## [Instructions to follow]
When a line of the entries contains "separate", please list that line.

───── Source data

PR #7783, opened 2021-11-22
Fix data flows in LaunchSettingsProvider

tmeschter:
Related to [bug 1427295](https://devdiv.visualstudio.com/DevDiv/_workitems/edit/1427295).

The `ILaunchSettingsProvider` interface exposes `ILaunchSettings` to data flow via the `IReceivableSourceBlock<ILaunchSettings> SourceBlock { get; }`. The implementation (`LaunchSettingsProvider`) combines a couple other data flows (one for project capabilities and one for the active launch profile, stored in the .user file) plus changes to the individual launch profiles to create this data flow.

A problem here is that it doesn't "join" the other data flows it uses, and doesn't implement the necessary interfaces for its own data flow block to be "joinable". This means that the data flows cannot coordinate their asynchronous tasks, and you can easily end up in a situation where a component on the UI thread is waiting for a data flow to produce a value, that data flow is waiting on yet another data flow, and so on until you reach a data flow that is trying to schedule work to the UI thread to compute its value. And now you have a deadlock.

This change implements the fix in several parts. First, it updates `LaunchSettingsProvider` to derive from `ProjectValueDataSourceBase<T>`, a CPS utility type specifically for situations where you need to expose a new data source via data flow (note that if you want to create a new data flow be combining _existing_ data flows you want to use `ChainedProjectValueDataSourceBase<T>` instead). This provides the infrastructure needed to join the underlying data flows for project capabilities and the active launch profile, and allow anyone consuming the launch settings to join that data flow.

One wrinkle is that deriving from `ProjectValueDataSourceBase<ILaunchSettings>` means we are exposing a member:

```csharp
IReceivableSourceBlock<IProjectVersionedValue<ILaunchSettings>> SourceBlock { get; }
```

But the `ILaunchSettingsProvider` interfaces defines:

```csharp
IReceivableSourceBlock<ILaunchSettings> SourceBlock { get; }
```

We get around this mismatch by exposing the latter as an explicit interface member implementation, and exposing the former through a new interface `IVersionedLaunchSettingsProvider`. Any consumer that needs to join the data flow should switch to the new interface, but all existing consumers of `ILaunchSettingsProvider` are unaffected.

Second, it runs the logic to produce new `ILaunchSettings` within the data flow with a `JoinableTaskFactory.RunAsync` to ensure this work is coordinated with other tasks.

Third, it updates `DebugProfileDebugTargetGenerator` to use the new interface and properly join the data flow.

Also note that the interal implementation of `ILaunchSettings` already has a version number. We needed this to support the Project Query API, but we didn't implement it in the idiomatic way by wrapping the `ILaunchSettings` in an `IProjectVersionedValue<T>`. Now that we're doing that anyway, we should look at removing the non-idiomatic implementation.

###### Microsoft Reviewers: [Open in CodeFlow](https://portal.fabricbot.ms/api/codeflow?pullrequest=https://github.com/dotnet/project-system/pull/7783)


src/Microsoft.VisualStudio.ProjectSystem.Managed/ProjectSystem/Debug/ILaunchSettingsProvider.cs
```diff
@@ -13,6 +13,11 @@ namespace Microsoft.VisualStudio.ProjectSystem.Debug
     [ProjectSystemContract(ProjectSystemContractScope.UnconfiguredProject, ProjectSystemContractProvider.Private, Cardinality = ImportCardinality.ExactlyOne)]
     public interface ILaunchSettingsProvider
     {
+        /// <remarks>
+        /// If the <see cref="ILaunchSettings"/> provided by this block are going to feed
+        /// into another data flow block, strongly consider using <see cref="IVersionedLaunchSettingsProvider"/>
+        /// instead as that provides a joinable variant.
+        /// </remarks>
         IReceivableSourceBlock<ILaunchSettings> SourceBlock { get; }
```
MiYanni, line 21: Would it make sense to mark this as `Obsolete`? Can you use the new SourceBlock as a replacement for this one?

src/Microsoft.VisualStudio.ProjectSystem.Managed/ProjectSystem/Debug/LaunchSettingsProvider.cs
```diff
@@ -164,17 +168,38 @@ protected set
             }
         }
 
+        public override NamedIdentity DataSourceKey { get; } = new NamedIdentity(nameof(LaunchSettingsProvider));
+
+        // _nextVersion represents the version we will use in the future, so we need to
+        // subtract 1 to get the current version.
+        public override IComparable DataSourceVersion => _nextVersion - 1;
```
MiYanni, line 175: Is it guaranteed that `_nextVersion` is always `currentVersion + 1`?

MiYanni (commented):
(Copied over my comments from the other PR)

src/Microsoft.VisualStudio.ProjectSystem.Managed.VS/ProjectSystem/VS/Debug/DebugProfileDebugTargetGenerator.cs
```diff
@@ -60,23 +60,23 @@ public override IReceivableSourceBlock<IProjectVersionedValue<IReadOnlyList<IEnu
...
+        private IVersionedLaunchSettingsProvider LaunchSettingProvider { get; }
         private IProjectThreadingService ProjectThreadingService { get; }
 
         /// <summary>
         /// This provides access to the class which creates the list of debugger values..
         /// </summary>
         public Task<IDynamicEnumValuesGenerator> GetProviderAsync(IList<NameValuePair>? options)
             => Task.FromResult<IDynamicEnumValuesGenerator>(
-                new DebugProfileEnumValuesGenerator(LaunchSettingProvider, ProjectThreadingService));
+                new DebugProfileEnumValuesGenerator((ILaunchSettingsProvider)LaunchSettingProvider, ProjectThreadingService));
```
drewnoakes, line 71: Did you consider having `IVersionedLaunchSettingsProvider` derive from `ILaunchSettingsProvider` to avoid this implicit contract between interfaces?

src/Microsoft.VisualStudio.ProjectSystem.Managed.VS/ProjectSystem/VS/Debug/DebugProfileDebugTargetGenerator.cs
```diff
@@ -60,23 +60,23 @@ public override IReceivableSourceBlock<IProjectVersionedValue<IReadOnlyList<IEnu
...
 
         protected override void Initialize()
         {
-            IPropagatorBlock<ILaunchSettings, IProjectVersionedValue<IReadOnlyList<IEnumValue>>> debugProfilesBlock = DataflowBlockSlim.CreateTransformBlock<ILaunchSettings, IProjectVersionedValue<IReadOnlyList<IEnumValue>>>(
+            IPropagatorBlock<IProjectVersionedValue<ILaunchSettings>, IProjectVersionedValue<IReadOnlyList<IEnumValue>>> debugProfilesBlock = DataflowBlockSlim.CreateTransformBlock<IProjectVersionedValue<ILaunchSettings>, IProjectVersionedValue<IReadOnlyList<IEnumValue>>>(
                 update =>
                 {
                     // Compute the new enum values from the profile provider
-                    var generatedResult = DebugProfileEnumValuesGenerator.GetEnumeratorEnumValues(update).ToImmutableList();
+                    var generatedResult = DebugProfileEnumValuesGenerator.GetEnumeratorEnumValues(update.Value).ToImmutableList();
```
drewnoakes, line 79: Unrelated to this PR, but `ToImmutableArray` might be better here. It has a compact (array-based) representation in memory, which is better if the consumer is not intending to create mutated forms. Given it's exposed as `IReadOnlyList` I think that's a fair assumption in this case.

src/Microsoft.VisualStudio.ProjectSystem.Managed/ProjectSystem/Debug/IVersionedLaunchSettingsProvider.cs
```diff
@@ -0,0 +1,18 @@
+﻿// Licensed to the .NET Foundation under one or more agreements. The .NET Foundation licenses this file to you under the MIT license. See the LICENSE.md file in the project root for more information.
+
+using Microsoft.VisualStudio.Composition;
+
+namespace Microsoft.VisualStudio.ProjectSystem.Debug
+{
+    /// <summary>
+    /// A variant of <see cref="ILaunchSettingsProvider.SourceBlock"/> that provides
```
drewnoakes, line 8: Did you mean:

```suggestion
    /// A variant of <see cref="ILaunchSettingsProvider"/> that provides
```

src/Microsoft.VisualStudio.ProjectSystem.Managed/ProjectSystem/Debug/LaunchSettingsProvider.cs
```diff
@@ -164,17 +168,38 @@ protected set
...
         /// The LaunchSettingsProvider sinks 2 sets of information:
         /// 1. Changes to the launchsettings.json file on disk
         /// 2. Changes to the ActiveDebugProfile property in the .user file
         /// </summary>
         protected override void Initialize()
         {
-            // Create our broadcast block for subscribers to get new ILaunchProfiles Information
+            base.Initialize();
+
+            // Create our broadcast block for subscribers to ILaunchSettingsProvider to get new ILaunchProfiles information
```
drewnoakes, line 195: The comment mentioned `ILaunchProfiles` but the code mentions `ILaunchSettings`. Is that right?

src/Microsoft.VisualStudio.ProjectSystem.Managed/ProjectSystem/Debug/LaunchSettingsProvider.cs
```diff
@@ -164,17 +168,38 @@ protected set
...
             _broadcastBlock = DataflowBlockSlim.CreateBroadcastBlock<ILaunchSettings>();
             _changedSourceBlock = _broadcastBlock.SafePublicize();
 
+            // Create our broadcast block for subscribers to IVersionedLaunchSettingsProvider to get new ILaunchProfiles information
```
drewnoakes, line 199: Ditto.

drewnoakes:
LGTM but I would hold off until @lifengl gets a chance to review it.

src/Microsoft.VisualStudio.ProjectSystem.Managed/ProjectSystem/Debug/ILaunchSettingsProvider.cs
tmeschter: In general, the `SourceBlock` member on the new interface could serve as a replacement for this, yes.

The existing member is a part of a public API (`ILaunchSettingsProvider`) and is definitely consumed outside of our repo. Before we mark it as obsolete we need a public interface to replace it (`IVersionedLaunchSettingsProvider` is internal right now) and guidance about how to consume it properly (if you're piping the settings into another data flow block, you need to join the flows properly, etc.).

Tagging this method as obsolete puts a burden on the consumer, and I don't want to do that until we have those other pieces in place.

src/Microsoft.VisualStudio.ProjectSystem.Managed/ProjectSystem/Debug/LaunchSettingsProvider.cs
tmeschter: Yes.

Note that I would like to fix this up so that we're no longer embedding the version in the `ILaunchSettings` implementation, but getting it from the `IProjectVersionedValue` everywhere we need it. That is also beyond the scope of this change.

src/Microsoft.VisualStudio.ProjectSystem.Managed/ProjectSystem/Debug/IVersionedLaunchSettingsProvider.cs
tmeschter: No, because right now it's really only a replacement for the one method, not the entire interface. If I update the new interface to derive from `ILaunchSettingsProvider` then I will update this accordingly.

src/Microsoft.VisualStudio.ProjectSystem.Managed/ProjectSystem/Debug/LaunchSettingsProvider.cs
tmeschter: Yeah that should be `ILaunchSettings`.

src/Microsoft.VisualStudio.ProjectSystem.Managed.VS/ProjectSystem/VS/Debug/DebugProfileDebugTargetGenerator.cs
tmeschter: Yes, and I'm still thinking about it. :-)

At that point both `ILaunchSettingsProvider` and `IVersionedLaunchSettingsProvider` would have members with the same name, so the definition and implementation might get messy. But if we make `IVersionedLaunchSettingsProvider` public that would really be the right way to go.

tmeschter: Done. Note this just moved the cast elsewhere to clarify _which_ `SourceBlock` we wanted to link to.

src/Microsoft.VisualStudio.ProjectSystem.Managed/ProjectSystem/Debug/IVersionedLaunchSettingsProvider.cs
tmeschter: Updated as part of changing the derivation.

src/Microsoft.VisualStudio.ProjectSystem.Managed/ProjectSystem/Debug/LaunchSettingsProvider.cs
tmeschter: Fixed.

src/Microsoft.VisualStudio.ProjectSystem.Managed/ProjectSystem/Debug/LaunchSettingsProvider.cs
tmeschter: Fixed.

jjmew (approved):
:shipit:

drewnoakes (approved):

PR #7786, opened 2021-11-23
Use C# 10

drewnoakes:
- Upgrades the compiler we use, and increases the `LangVersion` property to 10.0
- Use C#10 constant string interpolation
- Use implicit usings, and remove redundant using directives

###### Microsoft Reviewers: [Open in CodeFlow](https://portal.fabricbot.ms/api/codeflow?pullrequest=https://github.com/dotnet/project-system/pull/7786)


tmeschter:
I'm in favor of all of these changes, but I'd like to see them in separate PRs.

melytc (approved):

drewnoakes:
The VS2022 build image does not include an SDK, hence the build failures. It is being looked at.

PR #7787, opened 2021-11-23
Speed up checkout for unit test CI builds

drewnoakes:
By only fetching a single branch to a depth of one, we can speed up the git checkout operation during unit test runs under continuous integration.

###### Microsoft Reviewers: [Open in CodeFlow](https://portal.fabricbot.ms/api/codeflow?pullrequest=https://github.com/dotnet/project-system/pull/7787)

### DIFF
--- a/build/ci/unit-tests-template.yml
+++ b/build/ci/unit-tests-template.yml
@@ -4,6 +4,16 @@ jobs:
   pool: ${{ parameters.pool }}
   timeoutInMinutes: 20
   steps:
+    - checkout: none
+
+    - script: |
+        @echo on
+        @git version
+        git init
+        git fetch --no-auto-gc --no-recurse-submodules --no-show-forced-updates --no-tags --depth=1 "$(Build.Repository.Uri)" "$(Build.SourceVersion)"
+        git -c advice.detachedHead=false checkout --no-progress "$(Build.SourceVersion)"
+      displayName: Shallow Checkout
+
     - script: $(Build.SourcesDirectory)\build.cmd /build /test /ci /sign /diagnostic /clearnugetcache /no-deploy /no-integration /no-ibc /configuration ${{ parameters.configuration }}
       displayName: Build ProjectSystem.sln
 


MiYanni (changes requested):
I'm a bit confused. Normal checkout only takes 12-18 seconds or so.
image

Checking the CI from this PR, this seems to be around the same amount of time (15s):
image

I think adding this extra complexity (script) to the yaml doesn't really buy us much than just using the normal checkout mechanism. You could also just set the fetch depth to 1 in the option for `checkout` instead of a custom script: https://docs.microsoft.com/en-us/azure/devops/pipelines/yaml-schema?view=azure-devops&tabs=schema%2Cparameter-schema#checkout

drewnoakes:
This is an experiment to see if we can save some time on builds, and to teach me more about our builds.

There's a fair bit of variability in the checkout time, so to evaluate this properly you have to look at several builds. The debug build for this PR took 15 seconds. The release took 12, and the Spanish took 22. I can find checkouts from earlier builds that took longer than this which, in isolation, would suggest this PR does actually help such as this from 20211122.6:

image

I'm going to continue to tweak this a bit.

MiYanni:
I plan on working on the build process as a whole once I'm done the OptProf stuff. If you find anything interesting, let me know. I've been learning way more than I want to about our repo and our build processes than I signed up for. 😝

drewnoakes:
The built in `fetchDepth` feature is pulling down all tags, so will grab more than is needed:

https://dev.azure.com/dnceng/public/_build/results?buildId=1483838&view=logs&j=908bce63-940e-59f8-7204-204b1f5ead0b&t=a109f775-14ed-55ac-c674-ee2ba99df103

Here's what the built-in command does:

```bash
git version
git lfs version
git init "D:\a\_work\1\s"
git remote add origin https://github.com/dotnet/project-system
git config gc.auto 0
git config --get-all http.https://github.com/dotnet/project-system.extraheader
git config --get-all http.proxy
git config http.version HTTP/1.1
git -c http.extraheader="AUTHORIZATION: basic ***" fetch --force --tags --prune --prune-tags --progress --no-recurse-submodules origin --depth=1 +b42eb23f9958ca7f63b43357b3ab5406a72ac048:refs/remotes/origin/b42eb23f9958ca7f63b43357b3ab5406a72ac048
git -c http.extraheader="AUTHORIZATION: basic ***" fetch --force --tags --prune --prune-tags --progress --no-recurse-submodules origin --depth=1 +b42eb23f9958ca7f63b43357b3ab5406a72ac048
git checkout --progress --force refs/remotes/origin/b42eb23f9958ca7f63b43357b3ab5406a72ac048
```

Here's what we could have instead:

```bash
git version
git init
git fetch --no-auto-gc --no-recurse-submodules --no-show-forced-updates --no-tags --depth=1 "$(Build.Repository.Uri)" "$(Build.SourceVersion)"
git -c advice.detachedHead=false checkout --no-progress "$(Build.SourceVersion)"
```

- `--no-tags` avoids bringing down tags and their associated data.
- `--no-auto-gc` avoids running the maintenance than usually occurs after a fetch, as we know this is a freshly fetch repo so will be packed with no garbage to clean up (replacing the `git config` call of the built-in checkout task).
- `--no-recurse-submodules` avoids checking anything related to submodules, which we don't use.
- `--no-show-forced-updates` avoids checking for remote branches which had forced updates when the fetch completes.
- `-c advice.detachedHead=false` avoids logging that we're in a detached head, which is expected and therefore not noteworthy.
- `--no-progress` avoids filling the log with tens of messages during checkout.
- We also don't have `--prune` or `--prune-tags` which will avoid cleaning up remote branches, of which there are none (this is a fresh clone).

MiYanni:
While this is interesting in a technical sense, I don't know how useful it is for our repo or even this particular pipeline. For example, I just checked a previous repo I worked on and it had a 2.5 minute checkout time. This repo here will likely never be large enough to require a custom checkout script. I'd keep this script in your back pocket, but I don't think we need it here. I have some other ideas to speed up the build based on what I've learned so far and other techniques (like parallel jobs) that I've done in the past. 

For example, did this pipeline here, and total if ran synchronously, would be like 96 minutes. But, the pipeline only runs for 26 because of parallel jobs.
image

drewnoakes:
I'm trialling this change on Roslyn too (https://github.com/dotnet/roslyn/pull/57960). It seems to have dropped their checkout time from ~45 to ~30 seconds.

As I run this more on our repo, I do believe there is a reduction in build time. For example the most recent build showed checkout times of 11 and 10 seconds for debug and release, respectively.

In our repo this shallow check out reduces the size of the `.git` folder on disk from 47MB to 11MB. There'll be an equivalent reduction in bytes transferred between GitHub and AzDO.

Even if this doesn't shave much total time off our build, it still cuts down on resource usage. Over many builds, this adds up, both in terms of COGS and carbon footprint of our CI builds.

> I have some other ideas to speed up the build based on what I've learned so far and other techniques (like parallel jobs) that I've done in the past.

I love speed ups, but don't we already use parallel jobs?

image

MiYanni:
For unit-tests, it is using 3 jobs with the same template. The only difference between the 3 jobs is the configuration (Debug/Release) and the image used. They do run in parallel, but the main chunk of work is the same between all 3, the usage of `build.cmd`. Based on how the build in the repo works, I likely can separate out some of the actions. For example, I could build both debug and release in parallel, but have testing also be in parallel on the 2 different images (Spanish and non-Spanish). Just a top-of-the-head idea. Might not be faster, but worth a try. Additionally, I notice this template uses `/sign` for some reason... it really shouldn't. It seems to set up the actions to do signing, but then doesn't actually run it since these aren't MicroBuild machines. There are likely a lot of little things I can remove or simplify based on what I've seen so far.

build/ci/unit-tests-template.yml
```diff
@@ -4,6 +4,16 @@ jobs:
...
   steps:
+    - checkout: none
+
+    - script: |
+        @echo on
+        @git version
+        git init
+        git fetch --no-auto-gc --no-recurse-submodules --no-show-forced-updates --no-tags --depth=1 "$(Build.Repository.Uri)" "$(Build.SourceVersion)"
+        git -c advice.detachedHead=false checkout --no-progress "$(Build.SourceVersion)"
+      displayName: Shallow Checkout
```
MiYanni, line 15: If we're gonna use a script, might make sense to put it as an actual script file in this folder so it can be used by other yml pipelines too. You might need to pass in those 2 values as parameters. Then, you can also have some comments at the top (you can just copy/paste your comment in this PR about what the script does).

MiYanni (approved):

tmeschter:
This adds a fair bit of complexity to what is normally an operation we don't need to think about much; I'm going to want to see some real statistics about the time reduction. E.g., I like to see something like "over _x_ runs **without** this change, cloning took _y_ seconds with a standard deviation of _z_; over _i_ runs **with** the change, cloning took _j_ seconds with a standard deviation of _k_".

Complexity is a killer when it comes to infrastructure.

tmeschter:
> In our repo this shallow check out reduces the size of the .git folder on disk from 47MB to 11MB. There'll be an equivalent reduction in bytes transferred between GitHub and AzDO.

I'm assuming git is compressing the data for transfer so the size of the data on the network would be much smaller, no?

tmeschter:
> Additionally, I notice this template uses /sign for some reason... it really shouldn't.

If it isn't harming anything, let's just keep doing it. Our actual product binaries are signed, so we may as well exercise those code paths and possibly catch an issue early. Again, let's not have multiple ways of doing things without a good reason.

drewnoakes:
> > In our repo this shallow check out reduces the size of the .git folder on disk from 47MB to 11MB. There'll be an equivalent reduction in bytes transferred between GitHub and AzDO.
> 
> I'm assuming git is compressing the data for transfer so the size of the data on the network would be much smaller, no?

I wouldn't expect so. The .git folder is already compressed. My understanding is that during clone, the bytes a git client receives are written to disk unchanged (as a pack file).

So in this case the PR reduces IO by 36MB on the network, and in the disk (which on a VM may also be on the network).

drewnoakes:
> This adds a fair bit of complexity to what is normally an operation we don't need to think about much; I'm going to want to see some real statistics about the time reduction. E.g., I like to see something like "over _x_ runs **without** this change, cloning took _y_ seconds with a standard deviation of _z_; over _i_ runs **with** the change, cloning took _j_ seconds with a standard deviation of _k_".

The challenge here is getting stats with this change. We would need quite a few samples. One approach is to merge it, leave it run for a while, then review in future.

In terms of prior art, Roslyn implemented shallow clone a while back and saw benefits.

> Complexity is a killer when it comes to infrastructure.

Sure. I can imagine this breaking if we ever used submodules for example, though I find that very unlikely and the fix would be obvious.

For my taste, having explicit commands listed for the checkout makes it clear what actually happens. The built in task works, but is invisible and suboptimal.

drewnoakes:
I still think this is a good change, but I see little enthusiasm for it so don't want to force it in. Will close it out for now.

PR #7789, opened 2021-11-23
Use switch expressions/statements

drewnoakes:
null

###### Microsoft Reviewers: [Open in CodeFlow](https://portal.fabricbot.ms/api/codeflow?pullrequest=https://github.com/dotnet/project-system/pull/7789)


src/Microsoft.VisualStudio.ProjectSystem.Managed/Text/StringBuilderExtensions.cs
```diff
@@ -27,25 +27,23 @@ public static void AppendFormat(this StringBuilder builder, in StringFormat form
...
+                    break;
+                case 2:
+                    builder.AppendFormat(format.Format, format.Argument1, format.Argument2);
+                    break;
+                case 3:
+                    builder.AppendFormat(format.Format, format.Argument1, format.Argument2, format.Argument3);
+                    break;
+                default:
+                    builder.AppendFormat(format.Format, format.Arguments);
+                    break;
```
MiYanni, line 46: nit: Technically, you could use a string expression here since they all return `StringBuilder`. I'm actually surprised this extension doesn't return `StringBuilder`, like how the rest of the methods of the same name do. I'd have to look at how this is used, but it might make sense to do switch expression, update the return type to return StringBuilder, and see if the callers have any issues.

MiYanni (approved):

src/Microsoft.VisualStudio.ProjectSystem.Managed/Text/StringBuilderExtensions.cs
drewnoakes: It looks like no one is using these extension methods. I'll delete them.

PR #7797, opened 2021-11-24
Use destructuring

drewnoakes:
null

###### Microsoft Reviewers: [Open in CodeFlow](https://portal.fabricbot.ms/api/codeflow?pullrequest=https://github.com/dotnet/project-system/pull/7797)


davkean (approved):

tmeschter (approved):

MiYanni (approved):
This is actually deconstruction, not destructuring, which would be calling a destructor, not a deconstructor. *WoRdS aRe FuN* 🙃 https://docs.microsoft.com/en-us/dotnet/csharp/fundamentals/functional/deconstruct

melytc (approved):

drewnoakes:
> This is actually deconstruction, not destructuring

C# calls this deconstruction, but most other languages call this destructuring, or sometimes parallel assignment or unpacking. I've always referred to this as destructuring. Old habits.

> which would be calling a destructor

That would be destructing, which is something different again.

PR #7799, opened 2021-11-24
Add AppliesToProject attribute to DependenciesTreeSearchProvider

huguesv:
For 17.1 Preview 2, I've implemented the ability to delay instantiation of solution explorer search providers based on project capabilities or UI context.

──────────

## [Answer for the task]
I'm in favor of all of these changes, but I'd like to see them in separate PRs.
For unit-tests, it is using 3 jobs with the same template. The only difference between the 3 jobs is the configuration (Debug/Release) and the image used. They do run in parallel, but the main chunk of work is the same between all 3, the usage of `build.cmd`. Based on how the build in the repo works, I likely can separate out some of the actions. For example, I could build both debug and release in parallel, but have testing also be in parallel on the 2 different images (Spanish and non-Spanish). Just a top-of-the-head idea. Might not be faster, but worth a try. Additionally, I notice this template uses `/sign` for some reason... it really shouldn't. It seems to set up the actions to do signing, but then doesn't actually run it since these aren't MicroBuild machines. There are likely a lot of little things I can remove or simplify based on what I've seen so far.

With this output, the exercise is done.